Palestinian accounts, however, say at least a few Border Police remained inside the compound, firing heavily from inside their fortified post in the Mahkameh and battling their way northward, apparently in an effort to relieve the beleaguered police station. Thick clouds of tear gas swirled through the site as crowds ran from the police, occasionally stopping to throw stones. Witnesses and hospital doctors said a number of demonstrators were shot from behind as they ran. On the plaza in front of the Moghrabi gate, young men dipped their hands in blood and pressed them against the stone of a prayer niche.

Outside the Moghrabi gate, the police struggled to break through the Palestinian barricade. According to Ayalon, "There was panic about two places -- the police station and the Western Wall. In another situation, we might have waited for the crowds to calm before going back in. But we were afraid that our officers at the police station were being lynched by the crowd."

When the police finally broke in, the tear-gas fumes were so heavy that Ayalon said he fainted twice trying to move in from the gate. At one point, he said, he picked up a gas mask that had been discarded by another officer and put it on, only to discover that the eyepieces had been smashed by stones.

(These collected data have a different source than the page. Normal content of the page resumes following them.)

PR #1073, opened 2021-12-06
Print pointer variables correctly in the scheduler log

iawia002:
**What type of PR is this?**

/kind cleanup

https://github.com/karmada-io/karmada/blob/85920e7ef49afc66325b85a37de97a662a7913c1/pkg/scheduler/core/generic_scheduler.go#L62

Currently we printed the `feasibleClusters` information in the generic_scheduler, but the `feasibleClusters` is an array of pointers, which makes the printed log completely unreadable:

```
I1206 06:22:54.370778       1 generic_scheduler.go:62] feasible clusters found: [0xc000858000 0xc000858200]
```

So I added a `String()` method to the `Cluster` object to make the log readable:

```
I1206 06:51:59.916405       1 generic_scheduler.go:62] feasible clusters found: [member1 member2]
```

Fixes #

```release-note
NONE
```

/assign @RainbowMango

### DIFF
--- a/pkg/apis/cluster/v1alpha1/cluster_utils.go
+++ b/pkg/apis/cluster/v1alpha1/cluster_utils.go
@@ -1,0 +1,6 @@
+package v1alpha1
+
+// String returns a well-formatted string for the Cluster object.
+func (c *Cluster) String() string {
+	return c.Name
+}
--- a/pkg/apis/cluster/v1alpha1/cluster_utils_test.go
+++ b/pkg/apis/cluster/v1alpha1/cluster_utils_test.go
@@ -1,0 +1,57 @@
+package v1alpha1
+
+import (
+	"fmt"
+	"testing"
+
+	metav1 "k8s.io/apimachinery/pkg/apis/meta/v1"
+)
+
+func TestString(t *testing.T) {
+	clusterName := "cluster1"
+	cluster1 := &Cluster{
+		ObjectMeta: metav1.ObjectMeta{Name: clusterName},
+	}
+
+	tests := []struct {
+		name    string
+		fmtFunc func() string
+		want    string
+	}{
+		{
+			name: "%s pointer test",
+			fmtFunc: func() string {
+				return fmt.Sprintf("%s", cluster1) // nolint
+			},
+			want: clusterName,
+		},
+		{
+			name: "%v variable test",
+			fmtFunc: func() string {
+				return fmt.Sprintf("%v", *cluster1)
+			},
+			want: "{{ } {cluster1      0 0001-01-01 00:00:00 +0000 UTC <nil> <nil> map[] map[] [] []  []} {  <nil> false     []} { [] [] <nil> <nil>}}",
+		},
+		{
+			name: "%v pointer test",
+			fmtFunc: func() string {
+				return fmt.Sprintf("%v", cluster1)
+			},
+			want: clusterName,
+		},
+		{
+			name: "%v pointer array test",
+			fmtFunc: func() string {
+				return fmt.Sprintf("%v", []*Cluster{cluster1})
+			},
+			want: fmt.Sprintf("[%s]", clusterName),
+		},
+	}
+	for _, tt := range tests {
+		t.Run(tt.name, func(t *testing.T) {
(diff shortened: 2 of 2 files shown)


gy95:
will not this patch  also print like this?
`I1206 06:22:54.370778       1 generic_scheduler.go:62] feasible clusters found: [0xc000858000 0xc000858200]`

iawia002:
> will not this patch also print like this? `I1206 06:22:54.370778 1 generic_scheduler.go:62] feasible clusters found: [0xc000858000 0xc000858200]`

Nope, as I mentioned in the description, after this patch, it will print like this:

```
I1206 06:51:59.916405       1 generic_scheduler.go:62] feasible clusters found: [member1 member2]
```

And we can customize the information we want to print by updating the content returned by the `String` method.

gy95:
Is this function that is implemented by package `klog`?
I use `fmt` for an example, but it still print the address, but not the struct infos.
```
package main

import (
	"fmt"
)

type cluster struct {
	name string
}

func main() {
	slice := []*cluster{
		&cluster{
			name: "a",
		},
		&cluster{
			name: "b",
		},
	}
	fmt.Printf("%v", slice)
}

func (c *cluster) string() string {
	return c.name
}
```

iawia002:
> Is this function that is implemented by package `klog`? I use `fmt` for an example, but it still print the address, but not the struct infos.
> 
> ```
> package main
> 
> import (
> 	"fmt"
> )
> 
> type cluster struct {
> 	name string
> }
> 
> func main() {
> 	slice := []*cluster{
> 		&cluster{
> 			name: "a",
> 		},
> 		&cluster{
> 			name: "b",
> 		},
> 	}
> 	fmt.Printf("%v", slice)
> }
> 
> func (c *cluster) string() string {
> 	return c.name
> }
> ```

The `String` method needs to be exported:

```diff
-func (c *cluster) string() string {
+func (c *cluster) String() string {
```

gy95:
I got this usage for the first time, I thought it was only for `%s` if we define the `String()` function 😂

RainbowMango:
I was thinking to add some methods for our APIs(structs), just you did in this PR. 
But I don't know if this is a good practice, do you know any examples from other projects?

iawia002:
> I was thinking to add some methods for our APIs(structs), just you did in this PR. But I don't know if this is a good practice, do you know any examples from other projects?

I know that chaos-mesh is doing this, eg: https://github.com/chaos-mesh/chaos-mesh/blob/master/api/v1alpha1/awschaos_types.go#L101

I think we can add some public util functions when we encounter specific scenarios in the future (such as this one now).

RainbowMango:
Thanks. All the methods added to the APIs should be considered as a part of the API, which means we need to deal with caution.
When we make changes to the methods should follow consistent compatibility guarantees.

RainbowMango:
There might be quite a lot of methods in the future, do you think we should separate them from the `*_types.go`? 
I mean to introduce a new file under the same package.

iawia002:
> There might be quite a lot of methods in the future, do you think we should separate them from the `*_types.go`? I mean to introduce a new file under the same package.

Yes, for better readability, we should separate them, but what should the file name be, `*_utils.go`?

RainbowMango:
> we should separate them, but what should the file name be, *_utils.go?

That's an option. No preference yet.

iawia002:
> > we should separate them, but what should the file name be, *_utils.go?
> 
> That's an option. No preference yet.

I'm using this for now, we can change it if we have a better idea.

RainbowMango:
OK to me. But should we use `cluster_utils.go`? We can follow the naming rule in the other packages(e.g. policy) too.

And I guess a test file is necessary. We can test it by formats:
| format | receiver | output |
| --- | --- | --- |
| %s | variable | |
| %s | pointer | |
| %v | variable | |
| %v | pointer | |

iawia002:
> OK to me. But should we use cluster_utils.go? We can follow the naming rule in the other packages(e.g. policy) too.

Reasonable, I have updated.

> And I guess a test file is necessary.

I have added some tests, but `%s variable` is not testable because the `%s` placeholder does not match the type `Cluster`.

PR #1081, opened 2021-12-08
Bump kindest/node version to v1.22.4

iawia002:

**What type of PR is this?**

/kind cleanup

When I run `hack/local-up-karmada.sh` locally(macOS), I always encounter the problem that the `karmada-webhook` pod cannot be started. The error message is as follows:

```
E1208 06:08:16.367549       1 webhook.go:99] webhook server exits unexpectedly: too many open files
```

I tried many methods, such as increasing the ulimits configuration of the docker engine, but the problem still exists. When I tried to upgrade the kindest/node version, the problem was solved (I think this is a problem with node image configuration, but I'm not sure), so I submitted a PR to update it, I wonder if other macOS users have encountered this problem?

Fixes #

```release-note
NONE
```


lfbear:
It's probably the problem with the 'kindest/node' version, can I have your macOS's version and the chip type(intel/m1)?
I'll try to verify it.

iawia002:
> It's probably the problem with the 'kindest/node' version, can I have your macOS's version and the chip type(intel/m1)? I'll try to verify it.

As police rushed through the gate and forced back the demonstrators, the sheiks of al-Aqsa broadcast appeals over their loudspeakers. Some of the appeals, according to al-Haq, called on the Moslem youth to move inside the mosques and to avoid the police. Others addressed the police, saying, "Enough shooting, stop the shooting." One Arab witness said the sheiks also appealed for Moslems to "defend al-Aqsa" and shouted, "God is great" during the riots.

Order was finally restored at about 11:30 a.m., Palestinians said. But it was not until 5 p.m. that Arab ambulances, some of them streaked with blood, managed to evacuate all of the dead and wounded from inside the mosques. Police counted 19 dead, while Palestinians say 21 died, including a 70-year-old woman. Al-Haq said she died of a heart attack after witnessing the bloodshed.

VIOLENCE AT THE TEMPLE MOUNT

A crowd of several thousand Palestinians that gathered on the Temple Mount last Monday morning was there to stop what its leaders believed would be a march on the site by a Jewish group called the Temple Mount Faithful. Similar crowds had gathered to stop similar demonstrations many times in the past -- including the three previous Sukkot holidays. There is no evidence that the gathering was "ordered" by Iraq.

Stone throwing by Palestinians at Jewish worshippers gathered at the nearby Western wall began after tear gas had been fired by Israeli police and clashes had already begun on the Temple Mount directly overhead, according to a senior Israeli police officer. The heaviest stone-throwing at the Wall occurred after most Israeli police had been temporarily driven out of the area.

Once the violence began, Palestinian youths attacked police with a ferocity and persistence unprecedented in Jersualem during the nearly three years of the initifada. Arab sources say the fervor of the youth can be connected to what had been a concerted campaign by Palestinian leaders in Jerusalem in recent weeks to step up the level of attacks, especially on police.

The Israeli police detachment deployed on the Temple Mount was considerably smaller than detachments for previous marches by the Temple Mount Faithful. Police commanders outside the area felt panicked by reports that several officers were isolated against attacking mobs.